#### [Extracted entries]

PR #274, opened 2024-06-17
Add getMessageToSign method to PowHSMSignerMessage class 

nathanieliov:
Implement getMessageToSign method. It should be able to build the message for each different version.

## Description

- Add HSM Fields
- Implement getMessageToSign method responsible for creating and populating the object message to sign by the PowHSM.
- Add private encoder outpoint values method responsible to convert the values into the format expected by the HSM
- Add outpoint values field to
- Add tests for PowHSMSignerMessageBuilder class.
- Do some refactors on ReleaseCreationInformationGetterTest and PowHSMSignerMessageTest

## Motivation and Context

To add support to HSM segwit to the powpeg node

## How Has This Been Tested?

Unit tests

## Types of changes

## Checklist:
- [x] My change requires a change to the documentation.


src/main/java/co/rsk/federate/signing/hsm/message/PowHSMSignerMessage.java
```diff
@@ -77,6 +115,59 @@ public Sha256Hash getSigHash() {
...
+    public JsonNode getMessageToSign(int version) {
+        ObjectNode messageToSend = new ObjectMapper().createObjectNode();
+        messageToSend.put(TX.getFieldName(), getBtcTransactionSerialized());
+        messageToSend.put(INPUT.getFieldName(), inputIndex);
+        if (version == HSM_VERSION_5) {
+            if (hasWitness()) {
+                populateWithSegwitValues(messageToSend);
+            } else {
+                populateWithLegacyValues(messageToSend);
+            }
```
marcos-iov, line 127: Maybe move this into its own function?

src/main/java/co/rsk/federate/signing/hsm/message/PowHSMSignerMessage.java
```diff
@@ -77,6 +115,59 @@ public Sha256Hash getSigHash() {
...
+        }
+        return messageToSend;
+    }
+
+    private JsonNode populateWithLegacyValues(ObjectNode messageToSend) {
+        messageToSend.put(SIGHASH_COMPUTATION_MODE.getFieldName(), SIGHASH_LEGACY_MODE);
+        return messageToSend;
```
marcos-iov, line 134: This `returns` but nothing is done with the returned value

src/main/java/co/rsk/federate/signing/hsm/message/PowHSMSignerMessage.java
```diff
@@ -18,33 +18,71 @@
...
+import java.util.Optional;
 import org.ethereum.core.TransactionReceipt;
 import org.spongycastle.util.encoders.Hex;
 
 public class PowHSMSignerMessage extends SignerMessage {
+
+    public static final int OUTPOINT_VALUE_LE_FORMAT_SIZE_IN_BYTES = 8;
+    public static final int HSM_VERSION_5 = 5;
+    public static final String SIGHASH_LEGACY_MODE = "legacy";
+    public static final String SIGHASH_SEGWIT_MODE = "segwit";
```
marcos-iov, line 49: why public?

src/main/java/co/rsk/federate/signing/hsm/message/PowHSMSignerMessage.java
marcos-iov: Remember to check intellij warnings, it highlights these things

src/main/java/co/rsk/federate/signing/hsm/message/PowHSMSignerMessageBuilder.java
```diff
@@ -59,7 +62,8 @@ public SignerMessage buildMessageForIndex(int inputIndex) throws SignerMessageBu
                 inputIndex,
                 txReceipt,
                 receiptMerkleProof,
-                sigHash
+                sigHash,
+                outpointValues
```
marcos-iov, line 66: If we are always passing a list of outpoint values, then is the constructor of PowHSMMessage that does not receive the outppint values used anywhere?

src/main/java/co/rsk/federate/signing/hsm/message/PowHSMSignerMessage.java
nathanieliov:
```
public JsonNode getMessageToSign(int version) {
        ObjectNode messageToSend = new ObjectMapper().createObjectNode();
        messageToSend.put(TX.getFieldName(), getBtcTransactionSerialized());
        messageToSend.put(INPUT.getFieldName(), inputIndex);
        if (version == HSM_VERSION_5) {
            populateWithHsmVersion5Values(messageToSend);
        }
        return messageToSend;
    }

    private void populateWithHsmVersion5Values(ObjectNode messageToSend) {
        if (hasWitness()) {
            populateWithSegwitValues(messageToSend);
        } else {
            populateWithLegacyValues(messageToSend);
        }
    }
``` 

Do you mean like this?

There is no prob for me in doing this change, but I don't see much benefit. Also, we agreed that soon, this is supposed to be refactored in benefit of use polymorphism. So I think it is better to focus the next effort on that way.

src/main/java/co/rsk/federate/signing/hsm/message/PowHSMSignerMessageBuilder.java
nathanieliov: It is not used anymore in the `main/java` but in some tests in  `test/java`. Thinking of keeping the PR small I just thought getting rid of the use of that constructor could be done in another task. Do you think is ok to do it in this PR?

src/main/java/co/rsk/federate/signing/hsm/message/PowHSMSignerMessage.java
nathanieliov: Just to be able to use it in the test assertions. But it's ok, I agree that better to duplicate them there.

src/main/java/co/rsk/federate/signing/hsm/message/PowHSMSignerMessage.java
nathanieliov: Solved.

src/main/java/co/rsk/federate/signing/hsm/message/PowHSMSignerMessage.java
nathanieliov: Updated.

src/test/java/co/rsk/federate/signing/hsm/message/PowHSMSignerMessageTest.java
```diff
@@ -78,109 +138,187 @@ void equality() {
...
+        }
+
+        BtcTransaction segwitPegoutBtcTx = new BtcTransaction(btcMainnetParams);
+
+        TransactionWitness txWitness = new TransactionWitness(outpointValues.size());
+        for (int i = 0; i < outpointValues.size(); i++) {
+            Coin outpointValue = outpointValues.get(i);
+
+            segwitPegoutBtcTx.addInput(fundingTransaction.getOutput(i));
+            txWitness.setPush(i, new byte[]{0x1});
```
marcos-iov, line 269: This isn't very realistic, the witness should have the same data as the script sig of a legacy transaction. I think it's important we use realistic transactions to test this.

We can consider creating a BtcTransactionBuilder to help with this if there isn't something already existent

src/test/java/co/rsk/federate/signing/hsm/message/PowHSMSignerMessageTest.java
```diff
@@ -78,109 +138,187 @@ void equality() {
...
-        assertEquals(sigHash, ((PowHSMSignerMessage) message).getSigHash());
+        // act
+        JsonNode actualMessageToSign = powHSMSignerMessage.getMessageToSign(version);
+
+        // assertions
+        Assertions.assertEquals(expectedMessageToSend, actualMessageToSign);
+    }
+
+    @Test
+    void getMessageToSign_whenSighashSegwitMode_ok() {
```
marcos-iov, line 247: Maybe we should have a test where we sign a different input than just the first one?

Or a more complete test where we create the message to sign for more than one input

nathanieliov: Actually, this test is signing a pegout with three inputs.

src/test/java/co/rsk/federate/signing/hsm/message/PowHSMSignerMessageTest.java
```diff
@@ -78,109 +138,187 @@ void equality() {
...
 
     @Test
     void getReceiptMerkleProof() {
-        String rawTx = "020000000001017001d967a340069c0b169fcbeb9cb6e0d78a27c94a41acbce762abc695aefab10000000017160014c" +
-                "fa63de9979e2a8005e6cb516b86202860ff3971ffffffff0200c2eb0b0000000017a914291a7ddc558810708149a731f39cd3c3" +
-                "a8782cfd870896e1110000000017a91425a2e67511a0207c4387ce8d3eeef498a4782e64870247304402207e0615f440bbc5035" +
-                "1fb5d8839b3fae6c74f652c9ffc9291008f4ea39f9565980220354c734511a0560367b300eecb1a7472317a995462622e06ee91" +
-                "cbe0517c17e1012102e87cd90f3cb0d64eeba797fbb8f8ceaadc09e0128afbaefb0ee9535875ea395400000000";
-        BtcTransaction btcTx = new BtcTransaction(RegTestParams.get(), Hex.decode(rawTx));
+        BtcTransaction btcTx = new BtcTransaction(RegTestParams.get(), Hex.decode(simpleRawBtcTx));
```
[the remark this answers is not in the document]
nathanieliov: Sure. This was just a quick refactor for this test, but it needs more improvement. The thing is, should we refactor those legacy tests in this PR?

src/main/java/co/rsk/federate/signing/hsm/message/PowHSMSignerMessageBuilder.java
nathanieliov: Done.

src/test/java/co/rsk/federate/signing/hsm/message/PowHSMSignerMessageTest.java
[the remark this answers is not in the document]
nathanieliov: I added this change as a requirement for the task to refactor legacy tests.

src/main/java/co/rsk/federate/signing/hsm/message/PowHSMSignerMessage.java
* * *
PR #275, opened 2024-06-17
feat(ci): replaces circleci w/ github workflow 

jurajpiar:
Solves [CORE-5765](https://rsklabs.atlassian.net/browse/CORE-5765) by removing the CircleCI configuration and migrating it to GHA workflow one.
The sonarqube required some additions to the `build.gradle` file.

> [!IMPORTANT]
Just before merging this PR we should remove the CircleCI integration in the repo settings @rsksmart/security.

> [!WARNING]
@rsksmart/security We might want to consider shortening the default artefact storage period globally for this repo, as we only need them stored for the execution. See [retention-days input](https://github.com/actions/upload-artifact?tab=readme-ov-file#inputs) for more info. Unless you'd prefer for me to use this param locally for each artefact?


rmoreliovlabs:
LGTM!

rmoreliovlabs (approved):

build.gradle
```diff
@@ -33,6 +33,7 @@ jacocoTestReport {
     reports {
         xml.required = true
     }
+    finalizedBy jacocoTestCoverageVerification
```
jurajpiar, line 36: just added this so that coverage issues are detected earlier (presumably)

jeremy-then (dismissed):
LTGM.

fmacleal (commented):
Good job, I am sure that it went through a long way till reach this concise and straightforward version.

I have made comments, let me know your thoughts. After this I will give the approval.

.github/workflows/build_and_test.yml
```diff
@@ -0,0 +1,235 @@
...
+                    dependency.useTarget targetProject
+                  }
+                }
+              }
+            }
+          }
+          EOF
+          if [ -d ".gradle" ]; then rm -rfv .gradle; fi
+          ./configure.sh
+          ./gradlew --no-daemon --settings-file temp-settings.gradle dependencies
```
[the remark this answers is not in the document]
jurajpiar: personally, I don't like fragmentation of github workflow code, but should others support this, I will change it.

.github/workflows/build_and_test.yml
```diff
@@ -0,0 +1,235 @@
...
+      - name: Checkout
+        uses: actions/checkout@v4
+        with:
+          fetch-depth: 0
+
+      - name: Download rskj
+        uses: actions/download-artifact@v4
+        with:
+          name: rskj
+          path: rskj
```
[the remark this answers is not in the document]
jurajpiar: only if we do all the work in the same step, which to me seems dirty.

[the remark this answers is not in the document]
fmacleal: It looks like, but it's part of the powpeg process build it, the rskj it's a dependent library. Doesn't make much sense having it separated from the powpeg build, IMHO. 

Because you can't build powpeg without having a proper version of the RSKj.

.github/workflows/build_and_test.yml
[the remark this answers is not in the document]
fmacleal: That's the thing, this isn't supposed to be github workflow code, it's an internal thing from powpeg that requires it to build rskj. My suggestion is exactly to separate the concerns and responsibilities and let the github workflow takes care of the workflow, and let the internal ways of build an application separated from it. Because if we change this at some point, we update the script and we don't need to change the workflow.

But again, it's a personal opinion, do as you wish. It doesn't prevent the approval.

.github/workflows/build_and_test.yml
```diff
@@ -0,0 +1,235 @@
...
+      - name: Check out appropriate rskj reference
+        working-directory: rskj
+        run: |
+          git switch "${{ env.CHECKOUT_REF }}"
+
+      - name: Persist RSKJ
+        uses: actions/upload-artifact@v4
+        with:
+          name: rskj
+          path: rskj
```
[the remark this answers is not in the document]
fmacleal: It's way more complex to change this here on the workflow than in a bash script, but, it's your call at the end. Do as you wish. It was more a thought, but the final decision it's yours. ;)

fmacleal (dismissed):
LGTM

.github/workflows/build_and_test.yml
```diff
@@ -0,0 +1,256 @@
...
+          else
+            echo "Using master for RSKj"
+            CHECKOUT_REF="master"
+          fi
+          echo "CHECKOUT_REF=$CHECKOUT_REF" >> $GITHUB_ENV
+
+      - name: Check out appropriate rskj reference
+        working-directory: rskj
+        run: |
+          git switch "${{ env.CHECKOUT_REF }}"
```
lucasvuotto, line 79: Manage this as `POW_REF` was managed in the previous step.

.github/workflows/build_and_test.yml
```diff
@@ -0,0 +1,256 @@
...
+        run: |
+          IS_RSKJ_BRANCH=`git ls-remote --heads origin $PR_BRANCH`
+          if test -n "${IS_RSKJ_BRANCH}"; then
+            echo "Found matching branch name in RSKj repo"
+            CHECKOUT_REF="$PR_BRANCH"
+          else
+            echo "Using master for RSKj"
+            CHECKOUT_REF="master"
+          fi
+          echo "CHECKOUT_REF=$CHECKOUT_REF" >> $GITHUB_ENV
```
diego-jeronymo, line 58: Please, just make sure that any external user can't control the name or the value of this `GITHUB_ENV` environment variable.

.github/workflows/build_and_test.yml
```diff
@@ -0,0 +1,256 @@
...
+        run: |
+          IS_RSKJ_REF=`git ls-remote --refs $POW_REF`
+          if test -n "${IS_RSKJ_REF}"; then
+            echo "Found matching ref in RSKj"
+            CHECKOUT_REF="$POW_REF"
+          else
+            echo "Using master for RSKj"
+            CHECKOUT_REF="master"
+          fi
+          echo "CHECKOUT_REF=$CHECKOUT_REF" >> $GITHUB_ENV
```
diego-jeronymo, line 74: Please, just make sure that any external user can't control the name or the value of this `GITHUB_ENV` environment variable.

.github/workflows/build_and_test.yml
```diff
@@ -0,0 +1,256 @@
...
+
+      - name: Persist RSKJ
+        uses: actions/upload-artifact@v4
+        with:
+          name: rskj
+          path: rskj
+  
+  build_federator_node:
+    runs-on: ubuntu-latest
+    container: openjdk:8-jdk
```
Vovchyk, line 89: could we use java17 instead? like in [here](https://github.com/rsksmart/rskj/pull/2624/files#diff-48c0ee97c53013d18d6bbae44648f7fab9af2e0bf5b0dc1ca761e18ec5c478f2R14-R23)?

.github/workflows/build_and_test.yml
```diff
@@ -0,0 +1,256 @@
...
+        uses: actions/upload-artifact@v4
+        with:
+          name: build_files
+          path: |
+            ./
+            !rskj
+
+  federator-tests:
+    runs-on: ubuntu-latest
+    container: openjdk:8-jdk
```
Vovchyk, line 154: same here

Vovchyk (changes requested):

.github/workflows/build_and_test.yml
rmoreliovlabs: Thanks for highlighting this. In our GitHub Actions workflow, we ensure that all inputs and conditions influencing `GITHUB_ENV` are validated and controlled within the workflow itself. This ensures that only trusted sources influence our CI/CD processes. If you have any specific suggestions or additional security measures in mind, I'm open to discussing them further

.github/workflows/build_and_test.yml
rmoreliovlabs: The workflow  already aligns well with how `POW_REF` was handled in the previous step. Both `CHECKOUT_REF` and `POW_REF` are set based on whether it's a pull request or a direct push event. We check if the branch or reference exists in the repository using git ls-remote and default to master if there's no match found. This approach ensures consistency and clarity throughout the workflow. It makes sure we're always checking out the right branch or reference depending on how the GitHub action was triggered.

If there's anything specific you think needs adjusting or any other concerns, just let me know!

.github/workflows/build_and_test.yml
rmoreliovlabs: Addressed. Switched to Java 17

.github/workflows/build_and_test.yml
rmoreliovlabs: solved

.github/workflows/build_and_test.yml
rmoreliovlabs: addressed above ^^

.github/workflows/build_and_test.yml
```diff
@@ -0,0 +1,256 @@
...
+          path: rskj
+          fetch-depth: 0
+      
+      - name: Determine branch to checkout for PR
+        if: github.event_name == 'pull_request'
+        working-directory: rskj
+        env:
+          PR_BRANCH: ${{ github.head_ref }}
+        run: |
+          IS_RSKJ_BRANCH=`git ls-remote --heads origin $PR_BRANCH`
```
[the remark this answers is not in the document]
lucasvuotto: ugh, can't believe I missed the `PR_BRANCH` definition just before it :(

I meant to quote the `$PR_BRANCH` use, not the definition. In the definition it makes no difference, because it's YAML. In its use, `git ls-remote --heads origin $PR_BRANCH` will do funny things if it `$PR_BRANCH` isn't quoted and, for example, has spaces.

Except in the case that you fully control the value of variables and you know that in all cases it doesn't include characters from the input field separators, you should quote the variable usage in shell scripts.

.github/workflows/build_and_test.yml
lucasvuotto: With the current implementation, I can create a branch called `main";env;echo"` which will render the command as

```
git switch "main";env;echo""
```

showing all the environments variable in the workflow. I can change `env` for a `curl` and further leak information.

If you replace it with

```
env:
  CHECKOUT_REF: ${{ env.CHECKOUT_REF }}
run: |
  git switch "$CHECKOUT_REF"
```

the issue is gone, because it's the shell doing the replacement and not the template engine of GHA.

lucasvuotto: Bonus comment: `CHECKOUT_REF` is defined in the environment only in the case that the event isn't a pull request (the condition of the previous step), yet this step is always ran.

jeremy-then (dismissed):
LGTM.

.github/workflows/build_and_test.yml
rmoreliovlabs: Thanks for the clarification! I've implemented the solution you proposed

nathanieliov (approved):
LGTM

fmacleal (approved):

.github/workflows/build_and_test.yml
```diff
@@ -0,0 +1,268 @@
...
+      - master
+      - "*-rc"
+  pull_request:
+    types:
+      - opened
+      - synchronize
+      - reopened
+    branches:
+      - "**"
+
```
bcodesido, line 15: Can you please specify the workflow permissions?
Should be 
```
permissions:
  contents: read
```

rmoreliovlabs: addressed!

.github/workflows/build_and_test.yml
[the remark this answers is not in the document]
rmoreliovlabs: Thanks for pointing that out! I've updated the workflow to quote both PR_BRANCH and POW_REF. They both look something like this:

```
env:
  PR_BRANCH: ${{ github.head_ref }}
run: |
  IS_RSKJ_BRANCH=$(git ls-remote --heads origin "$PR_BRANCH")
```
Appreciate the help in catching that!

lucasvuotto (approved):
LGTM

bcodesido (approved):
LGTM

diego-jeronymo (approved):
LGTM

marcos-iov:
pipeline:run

#### [Task details]
Return every line from the entries above that contains the word "then".

#### [Response to this task]
marcos-iov, line 66: If we are always passing a list of outpoint values, then is the constructor of PowHSMMessage that does not receive the outppint values used anywhere?
jeremy-then (dismissed):
+          if [ -d ".gradle" ]; then rm -rfv .gradle; fi
+          if test -n "${IS_RSKJ_BRANCH}"; then
+          if test -n "${IS_RSKJ_REF}"; then
jeremy-then (dismissed):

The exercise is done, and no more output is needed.